Tuning an RMI is critical to getting good performance. A good place to start is a `cubic`

layer followed by a large linear layer, for example: `cubic,linear 262144`

. For automatic tuning, try the RMI optimizer using the `--optimize`

flag:

```
cargo run --release -- --optimize optimizer_out.json books_200M_uint64
```

By default, the optimizer will use 4 threads. If you have a big machine, consider increasing this with the `--threads`

option.

The optimizer will output a table, with each row representing an RMI configuration. By default, the optimizer selects a small set of possible configurations that are heuristically selected to cover the Pareto front. Each column contains:

`Models`

: the model types used at each level of the RMI`Branch`

: the branching factor of the RMI (number of leaf models)`AvgLg2`

: the average log2 error of the model (which approximates the number of binary search steps required to find a particular key within a range predicted by the RMI)`MaxLg2`

: the maximum log2 error of the model (the maximum number of binary search steps required to find any key within the range predicted by the RMI)`Size (b)`

: the in-memory size of the RMI, in bytes.

## Citation and license

If you use this RMI implementation in your academic research, please cite the CDFShop paper:

Ryan Marcus, Emily Zhang, and Tim Kraska. 2020. CDFShop: Exploring and Optimizing Learned Index Structures. In Proceedings of the 2020 ACM SIGMOD International Conference on Management of Data (SIGMOD '20).
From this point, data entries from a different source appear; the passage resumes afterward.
Issue #437, opened 2020-05-18
Provide pre-allocated and pre-filled buffer to Packet and assign PayloadLayer


maruu:
Hi,

it's me again with a new proposal :-)

I will try to give you a background of what I am trying to achieve and I have already thought about the steps that are required to implement this. I wanted to hear your thoughts on this - maybe I have overlooked something or this is not a direction that you want PcapPlusPlus to evolve to.

**I have the following use-case:**
I need to provide the user of my library with a data buffer in which he can write its payload, that I then want to encapsulate into an Ethernet frame and send out. The data provided by the user is solely payload data. At the time of the user's request, I do not know which transport or routing protocol I am going to use, so I cannot build the Ethernet frame beforehand and use the already implemented SetPayload function of a PayloadLayer that I could add to the packet. Also, this would involve copying the data provided by the user to the PayloadLayer. I do not want that, since the payload involves complex data structures that the user could already construct in the provided data buffer.

I have visualized this here:
![image](https://user-images.githubusercontent.com/2047922/82227484-1cd9d180-9928-11ea-83fa-6de9e2360ef7.png)

As you can see, the buffer reserves memory in front of the payload location so a later addition of transport and routing protocol layers is possible.

You may ask yourself: How do you know how large the buffer needs to be so you can avoid costly reallocations?
Well, I know this very well for my use-case. For all other, I would implement the same reallocation strategy used in the available insertLayer method. And also, since the initial size of the buffer is not something that PcapPlusPlus has to mandate, but is actually provided by the user of the library, you don't limit the usability of this feature.

**What I need:**
A way to pass a pre-allocated and pre-filled buffer to the Packet. The payload which I can identify by pointer and length then needs to be encapsulated in a PayloadLayer.

This would involve adding the following constructor to the Packet:
Packet(uint8_t* buffer, size_t dataLen, uint8_t* payload, size_t payloadLen)

The buffer can also already be passed as a RawPacket.

The packet would then proceed to assign the buffer as its own Packet buffer and create a PayloadLayer with the given data pointer and length.

You may ask yourself: How can you add a layer to this packet, if the PayloadLayer is not at the start of the packet (i.e. not at the start of the linked list)?

For this, I propose a method called addLayerBefore() which does the reverse operation of the addLayer() method. 
The API looks like this: addLayerBefore(Layer* addBeforeThis, Layer* addThis)

The final packet will look like this, having added all needed layers:
[...]

PR #438, opened 2020-05-20
437 provide pre allocated packet

maruu:
Hi,

I have implemented the proposed changes (see [here](https://github.com/seladb/PcapPlusPlus/issues/437)).

I have added the following concept: The RawPacket does not start at m_RawData but at m_StartOfBuffer. m_RawData is always pointing at the location where the raw data (e.g. protocol data, or frame) starts. The m_RawDataLen always denotes the length of the buffer, as there seems to already be a variable called m_FrameLength which denotes the length of the frame. I think that this could be a source of a problem if the two methods of adding layers (before and after the previous layers) are used together, since the addAfterPreviousLayer method (i.e. addLayer) uses getRawDataLen instead of getFrameLength to get the data length. I think this needs adaption if we continue with this way of implementing this feature (this is exactly why I am creating this PR, to get your thoughts on this..).

I am creating this pull request as a draft since I think that there are still some changes required. I am not fully satisfied with how this turned out and with the API changes I had to make to the RawPacket. 
Please let me know your thoughts on this. 

Br,
maruu


seladb:
Thanks for sending the PR. I'll review the request and the PR and will get back to you soon

seladb:
@maruu can we close this PR as well?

Association for Computing Machinery, New York, NY, USA, 2789–2792. DOI:https://doi.org/10.1145/3318464.3384706

If you are comparing a new index structure to learned approaches, or evaluating a new learned approach, please take a look at our [benchmark for learned index structures](https://learned.systems/sosd.
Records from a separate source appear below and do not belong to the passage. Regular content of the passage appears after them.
PR #450, opened 2020-06-08
change flow key to uint64 for tcp reassembly

### LINKED ISSUE #447: flowKey of TcpReassembly should be uint64
According to birthday paradox: [https://en.wikipedia.org/wiki/Birthday_problem](url)  
If we use uint32 for flowKey, when there is 10k tcp connections, it's 75% probability at least one hash collision.  
Now I develop a software will listen 100k tcp connections depend on pcapplusplus, uint32 flowKey  always trigger hash collision.

DinoStray:
resolve #447

### DIFF
--- a/.gitignore
+++ b/.gitignore
@@ -74,3 +74,7 @@ mk/vs2019/**
 #Tutorial outputs
 Examples/Tutorials/**/Makefile
 Examples/Tutorials/**/*.exe
+
+#self
+.idea/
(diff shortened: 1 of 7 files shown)


seladb:
As we discussed in the issue itself, the solution would probably be to handle collisions better rather than changing the flow key to `uint64_t`.

I'm closing the PR for now, let's discuss this more in the issue comments

PR #452, opened 2020-06-08
Small improvements in IcmpLayer and examples

gx740:
The same changes as in PR #382

### DIFF
--- a/Packet++/header/IcmpLayer.h
+++ b/Packet++/header/IcmpLayer.h
@@ -3,6 +3,7 @@
 
 #include "Layer.h"
 #include "IPv4Layer.h"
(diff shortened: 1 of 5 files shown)


Packet++/header/IcmpLayer.h
```diff
@@ -3,6 +3,7 @@
 
 #include "Layer.h"
 #include "IPv4Layer.h"
+#include "IpAddress.h"
```
seladb, line 6: is this include actually needed? 

`IPv4Layer.h` is already including `IpAddress.h`

gx740: An include has been removed

PR #460, opened 2020-06-09
Performance and readability improvements in TcpReassembly

gx740:
These changes were partially implemented in PR #395


gx740:
The main purpose is to improve readability. Currently, the `ipLayer` pointer is defined in one place but is used much lines below. In the new version the detection of source/destination IPs is performed in one place.

gx740:
The iterator `iter` is also defined and used in one place.

PR #461, opened 2020-06-09
Decreased memory consumption in TcpReassembly

gx740:
Current changes save 4 bytes per connection and give the way for next optimization (in a different PR).
Notice that the signature of callback function 'OnTcpMessageReady' has changed.


seladb:
There are conflicts between this PR and the previous one that got merged. Can you please resolve them?

gx740:
The conflict has been resolved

For RMIs and learned index structures in general, one should cite the original paper:

Tim Kraska, Alex Beutel, Ed H. Chi, Jeffrey Dean, and Neoklis Polyzotis. 2018. The Case for Learned Index Structures. In Proceedings of the 2018 International Conference on Management of Data (SIGMOD '18). Association for Computing Machinery, New York, NY, USA, 489–504. DOI:https://doi.org/10.1145/3183713.3196909

This work is freely available under the terms of the MIT license.